Clock House station was opened in June 1890.

In 1898 the South Eastern Railway and its bitter rivals the London Chatham and Dover Railway agreed to work as one railway company under the name of the South Eastern and Chatham Railway and thus the stations became an SECR stations.

The original Lower Sydenham station was closed and moved half a mile south in 1906 in an attempt to develop a new area for housing.

On 14 June 1913 members of the Suffragettes movement planted a bomb which was discovered in the ladies waiting room at Eden Park railway station. The clockwork mechanism had stopped working and so it didn't go off. This event followed the death of Emily Wilding Davison six days earlier after her attempt to stop the King's horse at The Derby.

===Southern Railway 1923–1947===
Following the Railways Act 1921 (also known as the Grouping Act), the Mid-Kent line came under the control of the Southern Railway.

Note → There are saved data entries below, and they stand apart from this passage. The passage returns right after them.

PR #13950, opened 2019-04-05
Model methods that extend Model Manager functionality are now final

SidRoberts:
Hello!

* Type: bug fix

* Link to issue:

- [-] I updated the CHANGELOG

`Mvc\Model::getSource()` is now final and should be replaced by using `setSource()` in `initialize()`:

```php
class Post extends \Phalcon\Mvc\Model
{
    public function initialize()
    {
        $this->setSource("custom_posts_source");
    }
}
```

Overriding `getSource()` meant that `Model::getSource()` and `Model\Manager::getModelSource()` would return different things.


SidRoberts:
Will wait until https://github.com/phalcon/cphalcon/pull/13951 is merged and then will rebase and remove the revert commit.

niden:
@SidRoberts 13951 is merged.

Jeckerson (commented):
Can you change inside all `$this->setSource();` from double quotes `"` into singles `'` ?

tests/integration/Mvc/Model/Refactor-ManagerCest.php
```diff
@@ -64,6 +65,29 @@ public function testShouldReturnSourceWithPrefix(IntegrationTester $I)
...
+     * @since  2019-04-06
+     */
+    public function testModelSourceShouldBeTheSame(IntegrationTester $I)
+    {
+        $manager = new Manager();
+
+        $robots = new People(null, null, $manager);
+
+        $I->assertEquals(
+            "personas",
```
Jeckerson:
```suggestion
            'personas',
```

tests/integration/Mvc/Model/Refactor-ManagerCest.php
```diff
@@ -64,6 +65,29 @@ public function testShouldReturnSourceWithPrefix(IntegrationTester $I)
...
+            $robots->getSource()
+        );
+
+        $I->assertEquals(
+            "personas",
```
Jeckerson:
```suggestion
            'personas',
```

sergeyklay (dismissed):

david-duncan:
I think this MR exposes the amount of pain upgrading is going to take. 51 files changed for something that has been canon for using Phalcon's ORM for years now.

We may want to look into codemods for changes like this.

niden:
@david-duncan I was too a bit concerned but then looked at the files changed and in reality it was only one file (model.zep) that had the significant work. The rest of the files were the models defined in the testing suite.

Since we marked this as `Breaks BC` users should be aware that this will require additional changes. In reality for an existing application all one will have to do is use `setSource` instead of `getSource`. For instance in my models I use this

```php
function getSource(): string
{
    return 'robots';
}
```
so I will have to remove that and add this in the initialize
```php
$this->setSource('robots');
```

Now I agree this is a change, but it will be more of a time consuming change that will have to happen once vs something more serious. After all, once models are set, they don't change that much, other than adding a bit more functionality here and there.

niden (approved):

niden:
Thank you @SidRoberts

niden:
@CameronHall @Jeckerson Can we add an issue to the devtools so that this becomes part of the template generating models? Thanks

CameronHall:
Done @niden https://github.com/phalcon/phalcon-devtools/issues/1297

PR #13972, opened 2019-04-14
Tidied up Volt compilation logic.

SidRoberts:
Hello!

* Type: code quality
* Link to issue:

- [-] I updated the CHANGELOG

Instead of dealing with every option individually, we should first check whether the compiled file exists. If it doesn't, nothing else matters - we need to compile it regardless! :wink:


sergeyklay (approved):

sergeyklay:
Thank you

The line was electrified with other SECR suburban routes in 1926.

Hayes, West Wickham and Elmers End stations were all damaged by enemy bombs during the Second World War, in 1940.

===British Railways 1948–1994===
After World War II and following nationalisation on 1 January 1948, the line became part of British Railways Southern Region.

In 1956 platform lengths were extended to accommodate 10-car trains.

During the 1960s the local goods yards at Catford Bridge, Lower Sydenham, Clock House, Elmers End, West Wickham and Hayes all closed as did the gas works internal railway at Lower Sydenham.

Colour light signalling was introduced south of Ladywell (as far as New Beckenham) on 4 April 1971. The line was fully converted to colour light operation in September 1975 under the control of London Bridge Signalling Centre. The old mechanical signal boxes closed at this time.

Upon sectorisation in 1982, the line came under the control of the London & South East sector, which was renamed Network SouthEast in 1986.

Goods services were withdrawn in 1964 with the exception of Beckenham Junction which survived until 1982.

During the planning of the London Underground Fleet line, now the Jubilee line, it was suggested that the Mid-Kent line be taken over. However a more northerly alignment was instead taken. The section from Elmers End to Addiscombe was closed in 1997 and taken over by Tramlink operations.

==Future plans==

Since the late 2000s, Transport for London (TfL) has been planning an extension of the Bakerloo line from Elephant & Castle to Lewisham via Old Kent Road. Following completion of the Lewisham extension, TfL proposes extending the line over the existing National Rail line to Hayes and Beckenham Junction, adding an additional 10 stations to the line. The line would have to be converted for the Bakerloo line; TfL has stated that all stations along the line would be made step-free from street to train. Bromley Council is supportive of the extension to Lewisham, but does not support the extension to Hayes and Beckenham Junction.

Due to the financial situations resulting from the COVID-19 pandemic, work to implement the extension is currently on hold. In March 2021, TfL's finance chief stated that the extension would not be seen in the next decade.